(Collected data entries)
PR #211, opened 2020-02-18
Add url filters to /groups/<uuid>/roles/

coderbydesign:
This adds the following url param filters to roles for groups:

```
/api/rbac/v1/groups/<uuid>/roles/?role_name=
/api/rbac/v1/groups/<uuid>/roles/?role_description=
```

Using filters prefixed with `role_` for clarity within the group view, as well
as the fact that there would be a naming collision within DRF with the existing
group ordering fields being used, primarily for `name`.

### DIFF
--- a/rbac/management/group/view.py
+++ b/rbac/management/group/view.py
@@ -44,6 +44,7 @@ USERNAMES_KEY = 'usernames'
 ROLES_KEY = 'roles'
 EXCLUDE_KEY = 'exclude'
 VALID_EXCLUDE_VALUES = ['true', 'false']
+VALID_GROUP_ROLE_FILTERS = ['role_name', 'role_description']
 logger = logging.getLogger(__name__)  # pylint: disable=invalid-name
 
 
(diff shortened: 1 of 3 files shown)


rbac/management/group/view.py
```diff
@@ -482,14 +483,26 @@ def roles(self, request, uuid=None):
 
         return Response(status=status.HTTP_200_OK, data=response_data.data)
 
+    def filtered_roles(self, roles, request):
+        """Return filtered roles for group from query params."""
+        role_filters = {}
+        for param_name, param_value in request.query_params.items():
+            if param_name in VALID_GROUP_ROLE_FILTERS:
+                attr_filter_name = param_name.replace('role_', '')
```
astrozzc: Could we just use 'name' and 'description' without the 'role_'? which is easier to type

rbac/management/group/view.py
```diff
@@ -482,14 +483,26 @@ def roles(self, request, uuid=None):
...
+                role_filters[f'{attr_filter_name}__icontains'] = param_value
```
astrozzc: So we want to support just case insensitive search (Tom Jerry when we input tom), not returning e.g. Tommy when we input tom

rbac/management/group/view.py
coderbydesign: @astrozzc unfortunately, it doesn't appear so. I noted in the description of the PR the issue I was running into with the `name` parameter. Might be worth looking into further, though.

rbac/management/group/view.py
coderbydesign: Correct, the other filters we have setup are case insensitive, so I implemented this one the same.

PR #212, opened 2020-02-18
Clean up DB env config

kylape:
- Hard coded db engine (for simplicity's sake)
- Standardized DB env var names

Needs to be merged along with https://github.com/RedHatInsights/e2e-deploy/pull/1109


kylape:
uhhh I pushed a commit that isn't showing up on this PR

.env.example
```diff
@@ -1,12 +1,12 @@
 DATABASE_SERVICE_NAME=POSTGRES_SQL
```
coderbydesign: We could probably pull this out as well?

tox.ini
```diff
@@ -21,8 +21,8 @@ setenv =
   DATABASE_SERVICE_NAME={env:DATABASE_SERVICE_NAME:POSTGRES_SQL}
```
coderbydesign: We could probably pull this out as well?

coderbydesign:
@kylape I added @chambridge to this and the e2e PR for some visibility if he's able to give us a few to call out any red flags since he has some context. 😄

chambridge:
Changes are fine. Legacy skeleton brought over from other projects.

PR #215, opened 2020-02-22
Update endpoint perms to allow nonadmin to list groups in tenant

wcmitchell:


wcmitchell:
Huh, that's odd @coderbydesign, it looked like it was working for me in local testing, but I was honestly only half away when I was working on it. I'll look back at it and see what it was doing, thanks!

PR #216, opened 2020-02-24
Ensure default groups are returned using `username` filter on `/groups/`

coderbydesign:
This fixes a bug where the platform default group for a tenant was not being
returned when the `?username=` filter is used.

There are two reasons this is occurring. First is that the queryset being build
when a username filter is used does not include the default groups. Second is that
the current filter lookup builds the query to filter on the principal relationship
with groups, by principal username. Since the platform default groups aren't related
directly to principal records, they will always be excluded from the queryset.

To resolve this, we should always merge the platform default group set in on the
queryset as well as the filter, similar to what we do when we get groups for a principal.

- sets up a helper on the Group model to get the `platform_default_set`
- reuses helper in utils, the group view, and the group queryset
- implements a custom filter for the group username filter to also include the
  platform default group set

### DIFF
--- a/rbac/management/querysets.py
+++ b/rbac/management/querysets.py
@@ -63,7 +63,7 @@ def get_group_queryset(request):
         if username != identity_username:
             return Group.objects.none()
         else:
-            return Group.objects.filter(principals__username=username) | Group.platform_default_set()
+            return Group.objects.filter(principals__username=username)
     access = request.user.access
     access_op = 'read'
     if request.method in ('POST', 'PUT'):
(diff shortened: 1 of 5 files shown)


rbac/management/querysets.py
```diff
@@ -63,7 +63,7 @@ def get_group_queryset(request):
         if username != identity_username:
             return Group.objects.none()
         else:
-            return Group.objects.filter(principals__username=username)
+            return Group.objects.filter(principals__username=username) | Group.platform_default_set()
```
wcmitchell: Just to capture the discussion from the review meeting, I think we can remove this in favor of just having the union with Group.platform_default_set() in group/view.py

coderbydesign: Thanks for the reminder/review! I'll push an update.

coderbydesign: @wcmitchell updated!

PR #218, opened 2020-02-24
Add username filter on groups principals get

coderbydesign:
This reuses a similar pattern added for filtering roles on groups, so it's now
broken out into a helper to build the filters for nested resources on groups.

Now, a filter `?principal_username=` is supported on /groups/<uuid>/principals/
in order to return principal details for a group, filtered by username.

### DIFF
--- a/tests/management/group/test_view.py
+++ b/tests/management/group/test_view.py
@@ -17,7 +17,7 @@
 """Test the group viewset."""
 import random
 from decimal import Decimal
-from unittest.mock import patch
+from unittest.mock import patch, ANY
 from uuid import uuid4
 
 from django.urls import reverse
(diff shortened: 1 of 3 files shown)


tests/management/group/test_view.py
```diff
@@ -454,6 +454,34 @@ def test_all_role_filters_for_group_roles_match(self):
         self.assertEqual(len(roles), 1)
         self.assertEqual(roles[0].get('uuid'), str(self.role.uuid))
 
+    @patch('management.principal.proxy.PrincipalProxy.request_filtered_principals',
+        return_value={'status_code': 200, 'data': []})
+    def test_principal_username_filter_for_group_roles_no_match(self, mock_request):
```
astrozzc: Is this should be group_principals? and below

PR #219, opened 2020-02-24
Remove catalog and approval from app whitelist

wcmitchell:


astrozzc:
I guess Nicole would inform those teams been removed

PR #223, opened 2020-02-27
Ensure username_list includes all principal data

coderbydesign:
Previously, `username_list` was being populated with just the first value in
the list from:

```
list(usernames[0].values())
```

Since `usernames` in this case was a list of dictionaries, it only grabbed the
value of the first entry, which results in the `/groups/<uuid>/principals/`
endpoint only ever returning one principal.

This change ensures that we're building a list from all items in the serialized
data.


coderbydesign:
Note: working on trying to add a mock expectation to the specs to exploit this, but the mock ordering is proving to be an issue. Wanted to at least get this PR out for visibility.

PR #225, opened 2020-02-27
Fix count bug on retriving user count from proxy

wcmitchell:
The way we were passing the user list through to _process_data was consuming the user count and not readding it afterwards, resulting in count always coming back None. In testing this seems to clear that up!


wcmitchell:
Oh, that's a good point. Let me see if I can get something that would have caught this put in

wcmitchell:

• **PROBLEM DETAILS**
An exact copy of every entry is what's needed, so retype them all.

• **WORKED SOLUTION**
PR #211, opened 2020-02-18
Add url filters to /groups/<uuid>/roles/

coderbydesign:
This adds the following url param filters to roles for groups:

```
/api/rbac/v1/groups/<uuid>/roles/?role_name=
/api/rbac/v1/groups/<uuid>/roles/?role_description=
```

Using filters prefixed with `role_` for clarity within the group view, as well
as the fact that there would be a naming collision within DRF with the existing
group ordering fields being used, primarily for `name`.

### DIFF
--- a/rbac/management/group/view.py
+++ b/rbac/management/group/view.py
@@ -44,6 +44,7 @@ USERNAMES_KEY = 'usernames'
 ROLES_KEY = 'roles'
 EXCLUDE_KEY = 'exclude'
 VALID_EXCLUDE_VALUES = ['true', 'false']
+VALID_GROUP_ROLE_FILTERS = ['role_name', 'role_description']
 logger = logging.getLogger(__name__)  # pylint: disable=invalid-name
 
 
(diff shortened: 1 of 3 files shown)


rbac/management/group/view.py
```diff
@@ -482,14 +483,26 @@ def roles(self, request, uuid=None):
 
         return Response(status=status.HTTP_200_OK, data=response_data.data)
 
+    def filtered_roles(self, roles, request):
+        """Return filtered roles for group from query params."""
+        role_filters = {}
+        for param_name, param_value in request.query_params.items():
+            if param_name in VALID_GROUP_ROLE_FILTERS:
+                attr_filter_name = param_name.replace('role_', '')
```
astrozzc: Could we just use 'name' and 'description' without the 'role_'? which is easier to type

rbac/management/group/view.py
```diff
@@ -482,14 +483,26 @@ def roles(self, request, uuid=None):
...
+                role_filters[f'{attr_filter_name}__icontains'] = param_value
```
astrozzc: So we want to support just case insensitive search (Tom Jerry when we input tom), not returning e.g. Tommy when we input tom

rbac/management/group/view.py
coderbydesign: @astrozzc unfortunately, it doesn't appear so. I noted in the description of the PR the issue I was running into with the `name` parameter. Might be worth looking into further, though.

rbac/management/group/view.py
coderbydesign: Correct, the other filters we have setup are case insensitive, so I implemented this one the same.

PR #212, opened 2020-02-18
Clean up DB env config

kylape:
- Hard coded db engine (for simplicity's sake)
- Standardized DB env var names

Needs to be merged along with https://github.com/RedHatInsights/e2e-deploy/pull/1109


kylape:
uhhh I pushed a commit that isn't showing up on this PR

.env.example
```diff
@@ -1,12 +1,12 @@
 DATABASE_SERVICE_NAME=POSTGRES_SQL
```
coderbydesign: We could probably pull this out as well?

tox.ini
```diff
@@ -21,8 +21,8 @@ setenv =
   DATABASE_SERVICE_NAME={env:DATABASE_SERVICE_NAME:POSTGRES_SQL}
```
coderbydesign: We could probably pull this out as well?

coderbydesign:
@kylape I added @chambridge to this and the e2e PR for some visibility if he's able to give us a few to call out any red flags since he has some context. 😄

chambridge:
Changes are fine. Legacy skeleton brought over from other projects.

PR #215, opened 2020-02-22
Update endpoint perms to allow nonadmin to list groups in tenant

wcmitchell:


wcmitchell:
Huh, that's odd @coderbydesign, it looked like it was working for me in local testing, but I was honestly only half away when I was working on it. I'll look back at it and see what it was doing, thanks!

PR #216, opened 2020-02-24
Ensure default groups are returned using `username` filter on `/groups/`

coderbydesign:
This fixes a bug where the platform default group for a tenant was not being
returned when the `?username=` filter is used.

There are two reasons this is occurring. First is that the queryset being build
when a username filter is used does not include the default groups. Second is that
the current filter lookup builds the query to filter on the principal relationship
with groups, by principal username. Since the platform default groups aren't related
directly to principal records, they will always be excluded from the queryset.

To resolve this, we should always merge the platform default group set in on the
queryset as well as the filter, similar to what we do when we get groups for a principal.

- sets up a helper on the Group model to get the `platform_default_set`
- reuses helper in utils, the group view, and the group queryset
- implements a custom filter for the group username filter to also include the
  platform default group set

### DIFF
--- a/rbac/management/querysets.py
+++ b/rbac/management/querysets.py
@@ -63,7 +63,7 @@ def get_group_queryset(request):
         if username != identity_username:
             return Group.objects.none()
         else:
-            return Group.objects.filter(principals__username=username) | Group.platform_default_set()
+            return Group.objects.filter(principals__username=username)
     access = request.user.access
     access_op = 'read'
     if request.method in ('POST', 'PUT'):
(diff shortened: 1 of 5 files shown)


rbac/management/querysets.py
```diff
@@ -63,7 +63,7 @@ def get_group_queryset(request):
         if username != identity_username:
             return Group.objects.none()
         else:
-            return Group.objects.filter(principals__username=username)
+            return Group.objects.filter(principals__username=username) | Group.platform_default_set()
```
wcmitchell: Just to capture the discussion from the review meeting, I think we can remove this in favor of just having the union with Group.platform_default_set() in group/view.py

coderbydesign: Thanks for the reminder/review! I'll push an update.

coderbydesign: @wcmitchell updated!

PR #218, opened 2020-02-24
Add username filter on groups principals get

coderbydesign:
This reuses a similar pattern added for filtering roles on groups, so it's now
broken out into a helper to build the filters for nested resources on groups.

Now, a filter `?principal_username=` is supported on /groups/<uuid>/principals/
in order to return principal details for a group, filtered by username.

### DIFF
--- a/tests/management/group/test_view.py
+++ b/tests/management/group/test_view.py
@@ -17,7 +17,7 @@
 """Test the group viewset."""
 import random
 from decimal import Decimal
-from unittest.mock import patch
+from unittest.mock import patch, ANY
 from uuid import uuid4
 
 from django.urls import reverse
(diff shortened: 1 of 3 files shown)


tests/management/group/test_view.py
```diff
@@ -454,6 +454,34 @@ def test_all_role_filters_for_group_roles_match(self):
         self.assertEqual(len(roles), 1)
         self.assertEqual(roles[0].get('uuid'), str(self.role.uuid))
 
+    @patch('management.principal.proxy.PrincipalProxy.request_filtered_principals',
+        return_value={'status_code': 200, 'data': []})
+    def test_principal_username_filter_for_group_roles_no_match(self, mock_request):
```
astrozzc: Is this should be group_principals? and below

PR #219, opened 2020-02-24
Remove catalog and approval from app whitelist

wcmitchell:


astrozzc:
I guess Nicole would inform those teams been removed

PR #223, opened 2020-02-27
Ensure username_list includes all principal data

coderbydesign:
Previously, `username_list` was being populated with just the first value in
the list from:

```
list(usernames[0].values())
```

Since `usernames` in this case was a list of dictionaries, it only grabbed the
value of the first entry, which results in the `/groups/<uuid>/principals/`
endpoint only ever returning one principal.

This change ensures that we're building a list from all items in the serialized
data.


coderbydesign:
Note: working on trying to add a mock expectation to the specs to exploit this, but the mock ordering is proving to be an issue. Wanted to at least get this PR out for visibility.

PR #225, opened 2020-02-27
Fix count bug on retriving user count from proxy

wcmitchell:
The way we were passing the user list through to _process_data was consuming the user count and not readding it afterwards, resulting in count always coming back None. In testing this seems to clear that up!


wcmitchell:
Oh, that's a good point. Let me see if I can get something that would have caught this put in

wcmitchell:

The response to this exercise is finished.